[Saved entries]

▬▬▬▬▬▬

PR #2007, opened 2025-04-23
[FCL-808] Remove the EUI trying to move documents on NCN change

jacksonj04:
This is no longer the desired behaviour; all document URIs are frozen since URL resolution is now handled via the identifiers layer.

For existing documents, this should already be the right NCN (if not we'll resolve this in a future exception report). For new documents, this should be a non-semantic UUID.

▬▬▬▬▬▬

*WORK TASK:* Repeat all the data, every line exactly.

*RESPONSE BOX:*
PR #2007, opened 2025-04-23
[FCL-808] Remove the EUI trying to move documents on NCN change

jacksonj04:
This is no longer the desired behaviour; all document URIs are frozen since URL resolution is now handled via the identifiers layer.

For existing documents, this should already be the right NCN (if not we'll resolve this in a future exception report). For new documents, this should be a non-semantic UUID.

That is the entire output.